'Well, today I'm going to tell you the last story of the Ring Empire. This is set long after the time of Mozark and Endoliyn. It's sort of a sad time, because the Ring Empire was starting to decay. Some of the inhabitants blamed the machines for this, because they were now so smart that they took care of people from the moment they were born until they died. This machine-pampered generation had nothing to do except live their lives chasing personal pleasure and satisfaction. They had become decadent, and not a little bit cruel. Now this generation, the final generation, had enormous resources at their disposal; their machines could dismantle the very planets and reshape their atoms to build whatever these people wanted. With that kind of ability you'd think they'd be totally content. But no. Even the number of planets is finite. They began to argue with each other about how many resources any one person should have and how these resources should be divided and supervised. At first it was just arguments. Then it grew into theft and hoarding. Eventually, fighting began and grew into what was known as the Decadence War. The individual kingdoms that had been so closely knit turned against each other. Battle machines were constructed, the most terrifying things ever built, equipped with weapons that could tear a planet to pieces and even extinguish stars. These battle machines fought each other over the division of entire solar systems. And it took an enormous amount of resources just to build them. That meant that any solar systems that the battle machines conquered were soon turned into more battle machines. The last generation was deprived of the one thing they had launched the war for. Without the resources they craved they soon dwindled into extinction amid the conflict. The battle machines continued fighting for thousands of years, wreaking havoc among the stars, until they had finished eliminating each other along with entire races.

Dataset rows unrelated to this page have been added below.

PR #1735, opened 2021-06-07
Remove oldmodel macro use

zuckschwerdt:
This removes the deprecated "oldmodel" workaround macro `_X()`.

Regression checks pass, but if anyone can spare some time then please review.

### DIFF
--- a/src/devices/acurite.c
+++ b/src/devices/acurite.c
@@ -144,9 +144,9 @@ static int acurite_rain_896_decode(r_device *decoder, bitbuffer_t *bitbuffer)
 
     /* clang-format off */
     data = data_make(
-            "model",                "",             DATA_STRING, _X("Acurite-Rain","Acurite Rain Gauge"),
+            "model",                "",             DATA_STRING, "Acurite-Rain",
             "id",                   "",             DATA_INT,    id,
-            _X("rain_mm","rain"),   "Total Rain",   DATA_FORMAT, "%.1f mm", DATA_DOUBLE, total_rain,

'But the decadents and their battle machines weren't the only reason the Ring Empire fell—although they must take most of the blame. They represented only the physical aspect of its decline. Many societies had followed the Wilfrien, slowly regressing, even rejecting their technological society, seeking a more primitive existence in search of peace, withdrawing their participation and support from the Ring Empire. Then there were others, like the Outbounds and the Last Church, who had actually been quite successful in reaching their goals. They had attracted the most dynamic people, the brightest, the restless who relished challenge; all of these had found their cause and given themselves to it. In doing so, over the millennia, they had drained the Ring Empire of vitality, the very people who could have regenerated it 'Among the factions and wars was one group who had predicted the fall. The Eternals, who were more academics than anything else, had studied civilizations from across the Ring Empire. They found one thing that remained constant among all biological species: the cycles of growth and decay. It might take only a century. It might take a million years. But life always follows that pattern. As the Decadence War raged and the Ring Empire fell apart around them they decided to save themselves. Many groups were desperately trying to do the same thing, with colonies and secret enclaves to keep their original ideals alive so that one day they could expand again, rekindling their former glory. In some instances entire kingdoms isolated themselves behind fortified borders so that they wouldn't be contaminated with the decay infecting their neighbors. All of them were attempting to resist that which the Eternals were convinced was inevitable. By doing so they would surely be doomed to failure, the Eternals thought. And they were right, for today there is no Ring Empire, only whispers and legends of the glory that was. But the Eternals are still here.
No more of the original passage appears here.